Greg and Maura and Mr. Z. now have to convince the principal that her argument that “school is a place for learning and thinking, not for buying and selling,” is unrealistic. When students buy food, pencils and paper, maybe school jackets and sports equipment, in a school store, then school is a place for buying and selling. And what a pity the school’s decisions are made by a “council of principals” rather than a board of elected members of the community, in which there would probably be a good healthy exponent of an (enlightened) capitalist position: School stores should, in fact, set a goal of having more than half the merchandise made and sold by students and their parents.

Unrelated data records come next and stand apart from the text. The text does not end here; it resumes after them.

Issue #3987, opened 2024-12-03
project manager templates - manifest support for files to copy


johrstrom:
This project manifest should start out with some entry for what files to copy. We shouldn't be copying everything, instead we should have the user supply a list of things they need copied and ignore basically everything else.

johrstrom:
This was completed in #4075.

PR #4097, opened 2025-01-27
Feature/3999 zip template from project

euler-room:
This PR:
- Creates the ProjectTemplate model
- ProjectTemplates can be created Project id and an array of file paths
- Allows for a ProjectTemplate to archived to a .zip file


apps/dashboard/app/models/project_template.rb
johrstrom, line 1: It's not clear to me why we'd need a whole class for this. In my estimation, we'd only need a little logic added to the Project class to tar itself, i.e., `tar -gz #{manfiest.files.join(,)} -f #{name}.tar.tz` or similar. 

And then to deflate - well nobody is allowed to deflate into the system location.

I guess this is where we're going to break with the Job Composer. Job Composer had user defined templates because re-using a single 'job' was so hard they _had_ to be able to make templates out of jobs.

A Project on the other hand is re-usable by design, so I'm not sure why folks would make template for themselves.

apps/dashboard/app/models/project.rb
```diff
@@ -362,4 +412,10 @@ def project_template_invalid
     errors.add(:template, :invalid) if Project.templates.map { |t| t.directory.to_s }.exclude?(template.to_s)
     errors.add(:template, :invalid) unless template_path.exist? && template_path.readable?
   end
+
+  def create_template_manifest(file_names)
+    template_manifest = Tempfile.new("template_manifest.yml", project_dataroot)
+    template_manifest.write({ id: id, name: name, description: description, icon: icon, files: file_names }.to_yaml)
+    template_manifest.close
+  end
```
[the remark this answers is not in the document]
johrstrom: It's still not clear what the purpose of this temporary manifest file is.  Why not just read the actual manifest file?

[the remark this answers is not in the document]
euler-room: I believe that this is outdated.

apps/dashboard/app/models/project.rb
```diff
@@ -362,4 +381,10 @@ def project_template_invalid
     errors.add(:template, :invalid) if Project.templates.map { |t| t.directory.to_s }.exclude?(template.to_s)
     errors.add(:template, :invalid) unless template_path.exist? && template_path.readable?
   end
+
+  def create_template_manifest(file_names)
+    template_manifest = File.open("#{project_dataroot}/template_manifest.yml", "w")
+    template_manifest.write({ id: id, name: name, description: description, icon: icon, files: file_names }.to_yaml)
+    template_manifest.close
+  end
```
johrstrom, line 389: Why have a new file here? Why not just zip the actual `manifest.yml`?

euler-room: The `manifest.yml` does not include the list of files.

johrstrom: 🤦‍♂️ we haven't done #3987 yet...

johrstrom: >  It's done...I just feel like it is very over-engineered. Why do we need a class for a yml file that is only going to be converted into the manifest.yml file of the unzipped project as soon as the zip is opened?

How else could users supply & save the list of files that need to be copied?

moffatsadeghi:
@johrstrom what are we waiting on to merge this?

euler-room:
> @johrstrom what are we waiting on to merge this?

@moffatsadeghi I merged the change about 15 minutes ago

moffatsadeghi:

What a pity, for that matter, Greg’s and Maura’s parents leave it entirely up to a teacher to advocate for their children’s economic rights to become entrepreneurs in a free, non-protectionist market system.
If anything, I think Clements handles the control-freak principal more gently than control freaks deserve. And why the relationships between the students and their parents aren’t developed further...Sometimes writers back away from trying to write about parent-child relationships because, even as adults, the writers are still learning from those relationships. Sometimes writers don’t want people who know that the writers have stayed close to their own parents to think that the writers’fictional characters’family relationships are just like the writers’family relationships. Well. If writers were more reticent about romantic relationships, for similar reasons, the improvement in some fiction would be considerable.
I find Greg and Maura, their relationship with each other, and their relationships with their parents, a bit of a strain on my suspension of disbelief, but their experience of producing “Chunky Comics”is probably what actual sixth grade students will read this book for, and that is excellent. Selznick’s illustrations even give young cartoonists ideas for layout.